_Records shown:_
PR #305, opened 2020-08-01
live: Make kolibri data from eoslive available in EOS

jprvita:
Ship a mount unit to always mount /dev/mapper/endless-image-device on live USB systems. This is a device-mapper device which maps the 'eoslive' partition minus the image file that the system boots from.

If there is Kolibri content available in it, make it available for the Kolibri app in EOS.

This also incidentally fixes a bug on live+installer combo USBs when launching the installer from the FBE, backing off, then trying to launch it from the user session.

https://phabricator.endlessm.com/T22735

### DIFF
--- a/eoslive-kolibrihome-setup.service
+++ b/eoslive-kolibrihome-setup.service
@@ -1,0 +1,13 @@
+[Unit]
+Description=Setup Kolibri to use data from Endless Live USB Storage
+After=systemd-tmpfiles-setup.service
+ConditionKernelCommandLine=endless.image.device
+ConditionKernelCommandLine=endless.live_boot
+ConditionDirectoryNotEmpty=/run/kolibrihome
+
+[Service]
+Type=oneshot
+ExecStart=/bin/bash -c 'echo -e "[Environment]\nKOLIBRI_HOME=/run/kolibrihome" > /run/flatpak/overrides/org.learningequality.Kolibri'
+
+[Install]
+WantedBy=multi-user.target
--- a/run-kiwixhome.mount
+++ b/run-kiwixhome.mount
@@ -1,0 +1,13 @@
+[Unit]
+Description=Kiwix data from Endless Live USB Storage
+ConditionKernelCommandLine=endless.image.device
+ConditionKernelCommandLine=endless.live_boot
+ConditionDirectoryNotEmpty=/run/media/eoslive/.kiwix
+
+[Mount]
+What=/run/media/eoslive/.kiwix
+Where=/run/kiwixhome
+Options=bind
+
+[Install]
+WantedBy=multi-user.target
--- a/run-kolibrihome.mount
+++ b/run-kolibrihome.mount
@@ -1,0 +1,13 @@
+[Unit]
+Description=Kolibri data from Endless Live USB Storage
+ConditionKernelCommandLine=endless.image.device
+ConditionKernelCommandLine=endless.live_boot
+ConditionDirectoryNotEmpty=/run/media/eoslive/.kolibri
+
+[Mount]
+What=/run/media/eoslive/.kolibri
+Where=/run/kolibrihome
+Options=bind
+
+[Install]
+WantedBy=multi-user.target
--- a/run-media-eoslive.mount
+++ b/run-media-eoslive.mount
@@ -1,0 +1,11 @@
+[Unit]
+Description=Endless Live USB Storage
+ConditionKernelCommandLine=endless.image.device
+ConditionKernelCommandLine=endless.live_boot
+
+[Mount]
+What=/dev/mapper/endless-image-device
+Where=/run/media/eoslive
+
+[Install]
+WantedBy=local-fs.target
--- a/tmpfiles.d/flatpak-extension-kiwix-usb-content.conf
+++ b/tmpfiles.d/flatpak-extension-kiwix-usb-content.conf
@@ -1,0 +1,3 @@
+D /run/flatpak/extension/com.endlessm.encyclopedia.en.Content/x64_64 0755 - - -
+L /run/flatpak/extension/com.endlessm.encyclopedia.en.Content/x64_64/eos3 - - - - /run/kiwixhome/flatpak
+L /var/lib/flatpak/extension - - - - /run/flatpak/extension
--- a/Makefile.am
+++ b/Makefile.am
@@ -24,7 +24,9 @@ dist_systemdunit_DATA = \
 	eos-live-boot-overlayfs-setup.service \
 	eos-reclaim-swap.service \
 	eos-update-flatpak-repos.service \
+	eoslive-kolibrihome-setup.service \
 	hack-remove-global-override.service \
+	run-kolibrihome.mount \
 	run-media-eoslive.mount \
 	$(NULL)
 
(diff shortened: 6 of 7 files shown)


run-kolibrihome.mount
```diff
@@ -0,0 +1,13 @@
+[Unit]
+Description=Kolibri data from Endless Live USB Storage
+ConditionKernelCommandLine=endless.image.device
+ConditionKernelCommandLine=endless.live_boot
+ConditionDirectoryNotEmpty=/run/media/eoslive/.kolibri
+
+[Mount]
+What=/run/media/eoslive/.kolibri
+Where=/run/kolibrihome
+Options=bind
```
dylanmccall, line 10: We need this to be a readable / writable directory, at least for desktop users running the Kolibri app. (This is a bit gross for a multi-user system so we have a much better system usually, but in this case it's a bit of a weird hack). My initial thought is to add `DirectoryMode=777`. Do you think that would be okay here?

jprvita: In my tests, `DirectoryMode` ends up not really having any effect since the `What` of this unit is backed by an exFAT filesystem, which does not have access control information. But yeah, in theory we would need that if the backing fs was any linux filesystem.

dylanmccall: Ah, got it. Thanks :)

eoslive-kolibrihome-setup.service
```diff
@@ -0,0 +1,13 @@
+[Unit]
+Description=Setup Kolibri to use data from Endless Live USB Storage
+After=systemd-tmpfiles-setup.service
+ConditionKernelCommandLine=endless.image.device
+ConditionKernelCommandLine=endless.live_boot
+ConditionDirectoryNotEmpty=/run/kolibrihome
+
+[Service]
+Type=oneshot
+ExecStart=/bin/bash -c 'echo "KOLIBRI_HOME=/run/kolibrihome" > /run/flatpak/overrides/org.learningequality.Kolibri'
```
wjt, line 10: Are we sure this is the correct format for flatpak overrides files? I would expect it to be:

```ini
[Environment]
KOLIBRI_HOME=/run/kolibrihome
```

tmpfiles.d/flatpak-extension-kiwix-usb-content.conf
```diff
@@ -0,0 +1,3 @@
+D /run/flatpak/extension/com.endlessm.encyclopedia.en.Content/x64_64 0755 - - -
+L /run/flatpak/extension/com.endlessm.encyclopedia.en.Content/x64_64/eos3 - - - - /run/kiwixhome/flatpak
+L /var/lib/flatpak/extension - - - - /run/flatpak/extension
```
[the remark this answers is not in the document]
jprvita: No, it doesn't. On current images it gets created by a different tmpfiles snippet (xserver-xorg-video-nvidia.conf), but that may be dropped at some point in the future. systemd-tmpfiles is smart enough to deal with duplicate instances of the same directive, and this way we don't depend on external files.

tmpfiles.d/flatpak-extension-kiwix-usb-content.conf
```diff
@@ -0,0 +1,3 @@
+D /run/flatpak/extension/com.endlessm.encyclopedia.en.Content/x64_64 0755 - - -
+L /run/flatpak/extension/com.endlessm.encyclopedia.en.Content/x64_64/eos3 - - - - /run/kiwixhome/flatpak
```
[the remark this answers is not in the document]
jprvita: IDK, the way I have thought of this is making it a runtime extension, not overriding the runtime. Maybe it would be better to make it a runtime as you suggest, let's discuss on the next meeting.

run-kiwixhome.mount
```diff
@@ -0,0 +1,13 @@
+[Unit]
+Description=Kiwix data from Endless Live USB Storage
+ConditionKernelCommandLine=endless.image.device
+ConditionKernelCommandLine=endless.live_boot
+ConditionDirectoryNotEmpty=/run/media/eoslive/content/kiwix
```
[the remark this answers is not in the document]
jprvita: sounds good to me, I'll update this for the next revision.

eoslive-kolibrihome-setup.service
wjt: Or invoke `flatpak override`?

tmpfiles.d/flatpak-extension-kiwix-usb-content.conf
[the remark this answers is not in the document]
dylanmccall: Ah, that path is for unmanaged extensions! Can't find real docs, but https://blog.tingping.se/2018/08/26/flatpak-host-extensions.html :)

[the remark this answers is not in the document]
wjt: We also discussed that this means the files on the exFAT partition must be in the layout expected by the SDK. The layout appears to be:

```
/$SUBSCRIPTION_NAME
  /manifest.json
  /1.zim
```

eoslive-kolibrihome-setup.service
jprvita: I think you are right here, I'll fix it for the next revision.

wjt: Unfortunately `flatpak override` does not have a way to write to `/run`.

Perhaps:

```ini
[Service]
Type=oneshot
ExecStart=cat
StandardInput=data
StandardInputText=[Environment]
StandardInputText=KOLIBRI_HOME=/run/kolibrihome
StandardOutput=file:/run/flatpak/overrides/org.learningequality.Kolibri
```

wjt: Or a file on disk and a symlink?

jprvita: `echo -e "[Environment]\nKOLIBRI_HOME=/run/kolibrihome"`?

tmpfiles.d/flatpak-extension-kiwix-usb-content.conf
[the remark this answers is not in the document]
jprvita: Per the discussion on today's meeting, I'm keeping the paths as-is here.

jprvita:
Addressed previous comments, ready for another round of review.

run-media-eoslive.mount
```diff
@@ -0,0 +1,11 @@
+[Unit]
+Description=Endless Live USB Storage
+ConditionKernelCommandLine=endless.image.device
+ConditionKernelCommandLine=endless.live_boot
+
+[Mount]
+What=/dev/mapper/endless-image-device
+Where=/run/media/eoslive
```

_What the exercise asks:_
Look through the material and copy each line that has "StandardInputText".

_Solution for this task:_
StandardInputText=[Environment]
StandardInputText=KOLIBRI_HOME=/run/kolibrihome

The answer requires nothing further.